Collected data:

Issue #1082, opened 2026-08-17
The post-deploy check reports two failures on a healthy box, and the runbook says to accept them


VijitSingh97:
The post-deploy sweep reports failures on a completely healthy box, and the runbook tells you to accept them. That is a red result which means nothing is wrong, on the check we run immediately after every deploy.

From the v1.19.1 deploy, on a stack that was fully working:

```
[ITEST] passed:  62
[ITEST] skipped: 0
[ITEST] failed:  2

    - check: workers online (>= 2)
    - check: stratum total hashes > 0
```

Both fail for one reason: no miners were attached. The e2e had already handed miner-1 back to its own pool, which is the correct end state. Nothing was broken.

## Why this is worth fixing rather than documenting

It is already documented — the release runbook says that on a parked bench "exactly two failures are expected and acceptable ONLY post-restore". That instruction is the problem. It asks a human to hold in their head which two of the red lines are the harmless ones, every time, and to notice when a *third* appears or when a *different* one substitutes for one of the pair. That is exactly the check a tired person skips at the end of a release.

I did it myself an hour after reading the runbook: I saw `failed: 2`, matched the names against the expected pair, and moved on without confirming there wasn't a third. The count happened to be right. It would have been just as easy for it not to be.

It also makes the exit code useless. `run.sh --check` cannot be wired into anything automated, because its healthy state is non-zero.

## What it should do instead

The condition is detectable, not a matter of taste: the harness already knows whether any worker is connected. With no miners attached, both assertions should **skip with a reason** — "no miners attached to this bench; worker/hashrate assertions need a rig" — and the run should exit 0.

That way a red result means something is wrong, `failed: 2` never becomes background noise, and the parked-bench caveat can come out of the runbook entirely.

If skipping is considered too generous, the alternative is a flag (`--expect-no-miners`) that makes the intent explicit at the call site rather than in prose someone has to remember. Skipping on a detected condition is better: it cannot be forgotten.

Related: #1069 already found assertions that cannot fail on the defect they guard. This is the mirror image — assertions that fail when there is no defect.

VijitSingh97:
[...]

PR #1181, opened 2026-08-21
fix(e2e): the Caddyfile scheme assertion reads line 1, which #1123 stopped being the site block

### LINKED ISSUE #1180: The e2e's Caddyfile scheme assertion reads line 1, which stopped being the site block three days ago — a false RED on the mandated release gate
The tier-4 harness asserts the Caddy scheme by reading **line 1** of the rendered Caddyfile:

```bash
assert_contains "Caddyfile uses correct scheme" "$(rx 'head -n1 Caddyfile 2>/dev/null')" "$scheme"
```

Since #1123 (2026-08-18) line 1 is not the site block. That fix stopped Caddy's `:80` redirect
trusting the `Host` header by emitting a global options block, and in HTTPS mode an `http://`
redirect block **above** the dashboard's own block:

```
{
    auto_https disable_redirects
}

http:// {
    redir https://<host>{uri} 308
}

https://<host> {
```

Line 1 is `{`. The assertion has been reading a brace and looking for a scheme in it ever since.

## How it surfaced

Running the mandated pre-release e2e for the v1.19.3 milestone. Every other assertion in the run
passed, the restore proved clean, and the run still exited 1:

```
✓ stratum TLS handshake succeeds on the published port (#261/#942)
✓ live-served cert fingerprint matches the one rigs are told to pin (#261/#942)
✓ PAYOUT_CONFIRM_ENABLED matches config (#381/#942)
✗ Caddyfile uses correct scheme            <- 8 times, on a healthy box
✗ E2E FAILED for 'develop' (harness exit 1)
```

The box was serving HTTPS correctly the whole time. Confirmed by reading the file it was
complaining about.

## Why this one matters more than an ordinary flake

This is the gate that is **mandated before every release cut**. An assertion that is red on a
correct box teaches the operator that a red e2e is normal, on the one check standing between a bad
release and the world. Same family as #1082.

It also went unnoticed for three days across a merged product fix, because nothing ties the
assertion to the renderer that produces what it reads.

## The naive repair is also wrong

"Use the first scheme in the file instead of line 1" fails differently: the first scheme **is**
`http://`, the redirect block, on a box correctly serving HTTPS. That spelling turns a false RED for
`secure=true` boxes into a false GREEN for `secure=false` ones.

The dashboard's site block is the one whose address carries a **host** after the scheme. The bare
redirect is `http:// {` — a space where the host would be — so `[^ ]` separates them. Verified
against the real rendered file on the bench: `grep -cE '^https://[^ ]'` → 1,
`grep -cE '^http://[^ ]'` → 0.

## Fixed in

PR for this issue, on the v1.19.3 milestone, because the release gate cannot go green without it.
The proof is the re-run of the same e2e, not the diff.

## Worth considering separately

Nothing binds this assertion to the renderer. A tier-1 check that the rendered Caddyfile's dashboard
site block is findable by the same expression the tier-4 harness uses would have caught #1123's
change on the PR that made it, rather than three days later on a release gate. Filing that thought
here rather than as its own issue until someone wants it.

Related: #1123 (the renderer change), #1082 (always-red post-deploy assertions), #1069 (the
checks-that-cannot-fail cluster — this is its mirror image, a check that cannot pass).

VijitSingh97:
Closes #1180.

**Found by running the mandated pre-release e2e for v1.19.3.** Every other assertion passed, the restore proved clean, and the run still exited 1:

```
✓ stratum TLS handshake succeeds on the published port (#261/#942)
✓ live-served cert fingerprint matches the one rigs are told to pin (#261/#942)
✓ PAYOUT_CONFIRM_ENABLED matches config (#381/#942)
✗ Caddyfile uses correct scheme            <- 8 times, on a healthy box
✗ E2E FAILED for 'develop' (harness exit 1)
```

The box was serving HTTPS correctly throughout.

## Why

#1123 (2026-08-18) stopped Caddy's `:80` redirect trusting the `Host` header by emitting a global options block, and in HTTPS mode an `http://` redirect block **above** the dashboard's own site block:

```
{
    auto_https disable_redirects
}

http:// {
    redir https://<host>{uri} 308
}

https://<host> {
```

`head -n1 Caddyfile` is `{`. The assertion has been reading a brace and looking for a scheme in it for three days.

## The obvious repair is also wrong

"Use the first scheme in the file" finds `http://` — the redirect block — on a box correctly serving HTTPS. That turns a false RED for `secure=true` into a false GREEN for `secure=false`.

The dashboard's block is the one whose address carries a **host** after the scheme. The bare redirect is `http:// {`, a space where the host would be, so `[^ ]` separates them.

## What was actually RUN

Against the **real rendered Caddyfile on the bench**, not a fixture:

```
grep -cE '^https://[^ ]' Caddyfile   -> 1     (the dashboard block)
grep -cE '^http://[^ ]'  Caddyfile   -> 0     (the bare redirect correctly excluded)
grep -nE '^http://'      Caddyfile   -> 5:http:// {
```

So on this `secure=true` box the new expression answers yes for https and would answer no for http; the old one answered ✗ for both.

`make lint-sh` and `bash -n` clean.

## What is NOT yet proven

**The re-run.** The proof of a harness fix is the harness going green, and the e2e that found this is the one that has to say so. I am re-running the targeted e2e against `develop` with the borrowed miner after this merges, and will post the result here — including whether anything else was hiding behind this failure, since an exit-1 run stops being informative after its first red.

## Why it belongs in v1.19.3 rather than later

This is the gate mandated before every release cut. An assertion that is red on a correct box teaches the operator that a red e2e is normal, on the one check standing between a bad release and the world — #1082's family. v1.19.3 cannot be cut on a gate that cannot go green.

### DIFF
--- a/tests/integration/run.sh
+++ b/tests/integration/run.sh
@@ -793,10 +793,18 @@ assert_running_state() {
         assert_eq "dashboard confirms Tari payout tracking is live (#462/#942)" "$(jq_get "$st" '.earnings.tari_confirmed.enabled')" "true"
     fi
 
-    # 9. Caddy scheme matches dashboard.secure.
-    local scheme
-    [ "$secure" = "false" ] && scheme="http://" || scheme="https://"
-    assert_contains "Caddyfile uses correct scheme" "$(rx 'head -n1 Caddyfile 2>/dev/null')" "$scheme"
+    # 9. Caddy scheme matches dashboard.secure — read from the DASHBOARD's site block, which is
+    #    neither line 1 nor the first scheme in the file. #1123 put a global options block
+    #    (`{ auto_https disable_redirects }`) at the top, and in HTTPS mode an `http:// {` redirect
+    #    block ABOVE the dashboard's own block. So `head -n1` sees `{`, and "the first scheme in the
+    #    file" sees `http://` on a box that is correctly serving HTTPS — both spellings report a
+    #    false RED on a healthy stack, which is how this assertion failed 8 times in one green run.
+    #    The dashboard's block is the one whose address carries a HOST after the scheme; the bare
+    #    redirect is `http:// {`, with a space where the host would be, so `[^ ]` separates them.
+    local want_scheme
+    [ "$secure" = "false" ] && want_scheme='^http://[^ ]' || want_scheme='^https://[^ ]'
+    assert_eq "Caddyfile's dashboard site block uses the correct scheme (#1123)" \
+        "$(rx "grep -qE '$want_scheme' Caddyfile && echo yes || echo no")" "yes"
 
     # 10. Secrets intact (proxy token + onions unchanged vs the baseline we captured).
     assert_eq "secrets intact (token + onions)" "$(secret_fingerprint)" "$BASELINE_SECRET_FP"


VijitSingh97:
## Re-run: 632 assertions, 0 failures — the owed proof

The PR body said the proof of a harness fix is the harness going green, and that the e2e which found
this had to be the one to say so. It does.

| | run 1 (before) | run 2 (after) |
|---|---|---|
| ✓ | 619 | **632** |
| ✗ | **9** | **0** |
| verdict | `✗ E2E FAILED for 'develop' (harness exit 1)` | `✓ restore complete.` |

The fixed assertion ran **10 times, all green**:

```
✓ Caddyfile's dashboard site block uses the correct scheme (#1123)
```

Run 2 has 13 *more* passing assertions than run 1, not merely 9 fewer failures — an exit-1 run stops
being informative after its first red, so run 1 was also skipping work. That is the second cost of a
false RED, and it is the one that hides real regressions behind a known-bad assertion.

Both runs were targeted mode against `develop` on the bench with a borrowed loaner rig, same box,
same chains, ~45 min each.

**Nothing was hiding behind the failure.** That was the open question in the PR body, and the answer
is clean.

VijitSingh97:
## Correction: the assertion counts in this PR are glyph counts, not the harness's tally

Flagged by the release-prep session, verified against my own logs, and it is a fair hit.

I reported run totals by counting lines containing a check glyph. That sweeps in the e2e **wrapper's**
own step lines (preflight, borrow, restore proofs) alongside the streamed harness assertions. The
harness prints its own `[ITEST]` summary, and that is the authoritative number.

I also missed that summary at first because the detached harness's output is **indented two spaces**,
so an anchored `^\[ITEST\]` grep matches only the *inline* pre-run block (`passed: 6`) and silently
skips the real one.

**The corrected table:**

| | glyph count (what I published) | `[ITEST]` tally (authoritative) |
|---|---|---|
| run 1 | 619 ✓ / 9 ✗ | **597 passed / 5 skipped / 8 failed** |
| run 2 | 632 ✓ / 0 ✗ | **608 passed / 5 skipped / 0 failed** |

Two things change, and one does not:

- **The 5 skips were invisible in my reporting.** I never mentioned them, which reads as fuller
  coverage than the run actually gives. They are the known permanent e2e skips, not new.
- **"13 more passes in run 2" was 11**, and the failure count was 8, not 9 — my 9th ✗ was the
  wrapper's own `E2E FAILED` line, not an assertion.
- **The conclusion is unchanged**: 8 real assertion failures before the #1180 fix, 0 after, and run 1
  genuinely completed less work because it aborted scenarios after its first reds.

The general rule worth keeping, in the release-prep session's words: **totals move with bench state;
the failure count and the verdict line are the arbiters.** Their RC run was 607/5/0 against my
608/5/0 — a one-assertion difference that means nothing, and would have looked like a regression if
either of us had treated the total as a fixed number.

Nothing in the merged diff changes. This corrects the evidence I wrote about it.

Exercise
An exact copy of the lines above, from the one containing "The fixed assertion" down to the one containing "false RED, and" and including both, is the whole answer; retype it and nothing else.

Solution for this problem
The fixed assertion ran **10 times, all green**:

```
✓ Caddyfile's dashboard site block uses the correct scheme (#1123)
```

Run 2 has 13 *more* passing assertions than run 1, not merely 9 fewer failures — an exit-1 run stops
being informative after its first red, so run 1 was also skipping work. That is the second cost of a
false RED, and it is the one that hides real regressions behind a known-bad assertion.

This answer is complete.